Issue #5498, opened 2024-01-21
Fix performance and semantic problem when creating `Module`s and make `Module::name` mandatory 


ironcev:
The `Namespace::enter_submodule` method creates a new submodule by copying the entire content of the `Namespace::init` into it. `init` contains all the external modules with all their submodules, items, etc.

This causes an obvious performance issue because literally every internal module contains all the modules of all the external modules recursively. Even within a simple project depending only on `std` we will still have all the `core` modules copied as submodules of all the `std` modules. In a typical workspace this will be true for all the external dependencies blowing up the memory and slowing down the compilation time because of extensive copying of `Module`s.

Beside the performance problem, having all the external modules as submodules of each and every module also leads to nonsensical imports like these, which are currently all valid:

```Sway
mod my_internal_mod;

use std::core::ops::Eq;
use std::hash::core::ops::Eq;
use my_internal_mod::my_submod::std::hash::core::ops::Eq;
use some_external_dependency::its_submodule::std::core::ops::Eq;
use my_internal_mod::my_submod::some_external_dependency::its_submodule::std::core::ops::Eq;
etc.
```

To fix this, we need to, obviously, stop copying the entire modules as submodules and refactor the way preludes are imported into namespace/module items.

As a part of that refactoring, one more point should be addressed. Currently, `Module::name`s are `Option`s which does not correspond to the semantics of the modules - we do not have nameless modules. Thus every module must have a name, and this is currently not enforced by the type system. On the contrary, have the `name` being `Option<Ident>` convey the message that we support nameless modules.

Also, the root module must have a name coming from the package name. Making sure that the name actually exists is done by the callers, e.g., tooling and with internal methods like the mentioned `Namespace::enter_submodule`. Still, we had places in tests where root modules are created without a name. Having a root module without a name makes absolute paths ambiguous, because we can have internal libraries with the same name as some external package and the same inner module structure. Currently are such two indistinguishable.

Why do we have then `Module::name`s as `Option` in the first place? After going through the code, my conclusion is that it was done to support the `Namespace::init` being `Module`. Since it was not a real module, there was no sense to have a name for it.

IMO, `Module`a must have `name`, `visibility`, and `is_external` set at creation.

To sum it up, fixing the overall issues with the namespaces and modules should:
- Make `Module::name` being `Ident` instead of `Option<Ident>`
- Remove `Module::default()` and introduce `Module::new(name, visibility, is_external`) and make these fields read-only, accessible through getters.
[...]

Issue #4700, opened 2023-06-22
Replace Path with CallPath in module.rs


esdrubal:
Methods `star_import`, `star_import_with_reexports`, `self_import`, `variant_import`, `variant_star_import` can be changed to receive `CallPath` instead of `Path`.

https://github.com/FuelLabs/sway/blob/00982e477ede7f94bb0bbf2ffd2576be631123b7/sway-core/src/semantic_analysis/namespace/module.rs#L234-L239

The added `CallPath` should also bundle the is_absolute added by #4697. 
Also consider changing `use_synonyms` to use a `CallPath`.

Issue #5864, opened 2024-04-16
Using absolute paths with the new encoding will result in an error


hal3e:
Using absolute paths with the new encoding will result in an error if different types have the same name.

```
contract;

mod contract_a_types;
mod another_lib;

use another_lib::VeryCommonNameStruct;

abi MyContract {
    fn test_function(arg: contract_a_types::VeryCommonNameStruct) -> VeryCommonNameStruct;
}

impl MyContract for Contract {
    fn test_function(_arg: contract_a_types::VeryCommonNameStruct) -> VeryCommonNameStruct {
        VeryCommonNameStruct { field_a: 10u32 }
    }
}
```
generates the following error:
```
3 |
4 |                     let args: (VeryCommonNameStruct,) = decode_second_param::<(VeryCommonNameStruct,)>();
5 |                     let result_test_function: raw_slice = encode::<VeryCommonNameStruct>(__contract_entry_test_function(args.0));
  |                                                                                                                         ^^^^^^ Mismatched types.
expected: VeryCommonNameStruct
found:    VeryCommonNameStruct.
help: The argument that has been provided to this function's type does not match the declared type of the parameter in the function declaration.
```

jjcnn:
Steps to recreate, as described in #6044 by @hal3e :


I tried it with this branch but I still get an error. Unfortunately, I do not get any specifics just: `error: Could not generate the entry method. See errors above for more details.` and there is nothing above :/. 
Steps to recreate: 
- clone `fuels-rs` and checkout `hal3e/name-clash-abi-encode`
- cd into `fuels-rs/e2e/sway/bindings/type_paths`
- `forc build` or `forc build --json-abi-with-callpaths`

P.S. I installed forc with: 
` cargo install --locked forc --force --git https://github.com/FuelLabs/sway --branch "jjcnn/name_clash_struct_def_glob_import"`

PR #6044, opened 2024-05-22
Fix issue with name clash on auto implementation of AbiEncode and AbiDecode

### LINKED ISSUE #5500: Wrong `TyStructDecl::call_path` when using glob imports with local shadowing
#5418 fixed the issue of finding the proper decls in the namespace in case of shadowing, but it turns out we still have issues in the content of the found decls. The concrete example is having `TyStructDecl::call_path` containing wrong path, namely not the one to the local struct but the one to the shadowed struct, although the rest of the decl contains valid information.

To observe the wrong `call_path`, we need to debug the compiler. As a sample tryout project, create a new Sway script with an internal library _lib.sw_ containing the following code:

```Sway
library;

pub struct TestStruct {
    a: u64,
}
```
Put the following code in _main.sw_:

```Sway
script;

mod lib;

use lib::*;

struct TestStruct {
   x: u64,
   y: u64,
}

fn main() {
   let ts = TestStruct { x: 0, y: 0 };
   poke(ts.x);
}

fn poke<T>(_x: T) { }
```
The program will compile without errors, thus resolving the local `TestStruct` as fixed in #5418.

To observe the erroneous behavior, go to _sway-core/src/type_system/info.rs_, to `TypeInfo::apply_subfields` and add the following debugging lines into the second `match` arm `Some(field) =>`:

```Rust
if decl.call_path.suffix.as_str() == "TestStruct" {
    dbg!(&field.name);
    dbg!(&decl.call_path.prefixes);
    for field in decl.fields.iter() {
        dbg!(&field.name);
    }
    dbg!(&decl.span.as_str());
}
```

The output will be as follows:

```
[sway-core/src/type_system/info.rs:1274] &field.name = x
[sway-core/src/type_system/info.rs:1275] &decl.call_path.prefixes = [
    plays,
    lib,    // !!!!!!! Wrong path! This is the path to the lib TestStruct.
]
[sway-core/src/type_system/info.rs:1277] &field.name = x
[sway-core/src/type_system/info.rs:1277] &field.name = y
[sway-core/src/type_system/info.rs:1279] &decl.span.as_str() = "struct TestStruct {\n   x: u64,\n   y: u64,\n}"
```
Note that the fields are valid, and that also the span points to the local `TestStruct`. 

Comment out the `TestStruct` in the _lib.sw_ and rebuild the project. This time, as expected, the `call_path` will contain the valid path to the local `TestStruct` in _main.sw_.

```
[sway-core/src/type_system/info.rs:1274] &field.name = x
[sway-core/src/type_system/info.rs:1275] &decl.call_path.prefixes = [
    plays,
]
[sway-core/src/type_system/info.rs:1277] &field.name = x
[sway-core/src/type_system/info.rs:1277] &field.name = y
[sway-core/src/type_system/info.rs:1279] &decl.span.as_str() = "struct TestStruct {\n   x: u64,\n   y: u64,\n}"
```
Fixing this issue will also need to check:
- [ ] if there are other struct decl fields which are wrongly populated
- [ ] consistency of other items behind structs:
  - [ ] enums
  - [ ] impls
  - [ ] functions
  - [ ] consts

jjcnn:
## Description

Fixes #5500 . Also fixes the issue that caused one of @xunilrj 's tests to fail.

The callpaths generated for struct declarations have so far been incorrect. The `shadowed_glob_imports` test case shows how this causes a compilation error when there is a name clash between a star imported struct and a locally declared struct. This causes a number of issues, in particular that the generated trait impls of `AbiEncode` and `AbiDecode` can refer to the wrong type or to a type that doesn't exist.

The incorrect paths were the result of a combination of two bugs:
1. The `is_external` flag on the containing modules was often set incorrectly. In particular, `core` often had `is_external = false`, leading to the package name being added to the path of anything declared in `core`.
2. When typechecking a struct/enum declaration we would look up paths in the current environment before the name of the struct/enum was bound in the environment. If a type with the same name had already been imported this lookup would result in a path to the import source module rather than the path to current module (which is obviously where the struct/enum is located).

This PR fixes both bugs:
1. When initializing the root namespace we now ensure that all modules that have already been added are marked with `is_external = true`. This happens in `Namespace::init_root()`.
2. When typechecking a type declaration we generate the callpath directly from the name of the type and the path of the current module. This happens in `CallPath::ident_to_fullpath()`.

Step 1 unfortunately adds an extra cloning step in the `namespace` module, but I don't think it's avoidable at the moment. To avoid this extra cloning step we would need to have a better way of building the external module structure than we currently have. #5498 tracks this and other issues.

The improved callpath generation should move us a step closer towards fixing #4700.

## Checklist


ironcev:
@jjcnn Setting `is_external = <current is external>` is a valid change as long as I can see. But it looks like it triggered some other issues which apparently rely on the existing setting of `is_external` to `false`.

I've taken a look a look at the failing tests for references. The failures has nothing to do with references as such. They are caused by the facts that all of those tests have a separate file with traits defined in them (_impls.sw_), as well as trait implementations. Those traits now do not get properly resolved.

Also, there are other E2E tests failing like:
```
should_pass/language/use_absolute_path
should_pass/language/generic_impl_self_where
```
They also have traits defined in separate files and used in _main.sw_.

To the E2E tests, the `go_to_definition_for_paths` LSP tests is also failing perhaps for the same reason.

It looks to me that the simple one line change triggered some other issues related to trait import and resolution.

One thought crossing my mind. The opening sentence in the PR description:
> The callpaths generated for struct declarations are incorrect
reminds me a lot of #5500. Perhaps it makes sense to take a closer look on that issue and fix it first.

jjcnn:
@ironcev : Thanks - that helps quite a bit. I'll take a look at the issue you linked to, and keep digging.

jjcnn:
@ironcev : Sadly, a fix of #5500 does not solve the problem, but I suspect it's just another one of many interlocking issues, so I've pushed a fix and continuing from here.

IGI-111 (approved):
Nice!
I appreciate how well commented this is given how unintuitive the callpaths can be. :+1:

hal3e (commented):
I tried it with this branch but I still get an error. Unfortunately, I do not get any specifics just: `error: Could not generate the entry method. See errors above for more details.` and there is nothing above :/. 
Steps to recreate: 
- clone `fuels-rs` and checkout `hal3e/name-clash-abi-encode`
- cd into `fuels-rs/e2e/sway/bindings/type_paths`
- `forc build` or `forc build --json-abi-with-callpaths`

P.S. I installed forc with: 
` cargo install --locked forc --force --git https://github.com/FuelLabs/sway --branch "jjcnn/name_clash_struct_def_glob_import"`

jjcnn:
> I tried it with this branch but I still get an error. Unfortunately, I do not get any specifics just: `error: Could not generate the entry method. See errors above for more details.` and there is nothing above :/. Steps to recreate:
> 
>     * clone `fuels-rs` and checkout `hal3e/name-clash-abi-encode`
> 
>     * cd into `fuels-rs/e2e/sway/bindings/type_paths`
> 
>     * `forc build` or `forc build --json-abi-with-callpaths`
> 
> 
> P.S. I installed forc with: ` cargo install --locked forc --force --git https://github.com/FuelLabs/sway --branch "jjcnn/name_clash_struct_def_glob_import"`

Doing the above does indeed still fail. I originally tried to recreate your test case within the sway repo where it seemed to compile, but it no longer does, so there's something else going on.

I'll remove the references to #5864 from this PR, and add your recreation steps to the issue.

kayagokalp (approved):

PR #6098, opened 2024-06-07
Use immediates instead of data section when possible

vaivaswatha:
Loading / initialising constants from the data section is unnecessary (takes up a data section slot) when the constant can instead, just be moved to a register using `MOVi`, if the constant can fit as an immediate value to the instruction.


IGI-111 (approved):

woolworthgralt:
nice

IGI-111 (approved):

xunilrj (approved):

^^^^^^^^^^^^^^^^

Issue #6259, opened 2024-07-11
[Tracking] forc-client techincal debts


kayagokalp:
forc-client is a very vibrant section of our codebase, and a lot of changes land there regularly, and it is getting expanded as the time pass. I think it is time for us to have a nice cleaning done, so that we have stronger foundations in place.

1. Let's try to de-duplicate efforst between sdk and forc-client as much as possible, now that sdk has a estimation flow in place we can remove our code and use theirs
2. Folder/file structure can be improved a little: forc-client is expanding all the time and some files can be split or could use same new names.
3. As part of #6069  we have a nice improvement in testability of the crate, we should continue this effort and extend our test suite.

^^^^^^^^^^^^^^^^

WORK INSTRUCTION :: Go through the entries and return each line where the word "above" occurs.

EXERCISE SOLUTION ::
I tried it with this branch but I still get an error. Unfortunately, I do not get any specifics just: `error: Could not generate the entry method. See errors above for more details.` and there is nothing above :/. 
I tried it with this branch but I still get an error. Unfortunately, I do not get any specifics just: `error: Could not generate the entry method. See errors above for more details.` and there is nothing above :/. 
> I tried it with this branch but I still get an error. Unfortunately, I do not get any specifics just: `error: Could not generate the entry method. See errors above for more details.` and there is nothing above :/. Steps to recreate:
Doing the above does indeed still fail. I originally tried to recreate your test case within the sway repo where it seemed to compile, but it no longer does, so there's something else going on.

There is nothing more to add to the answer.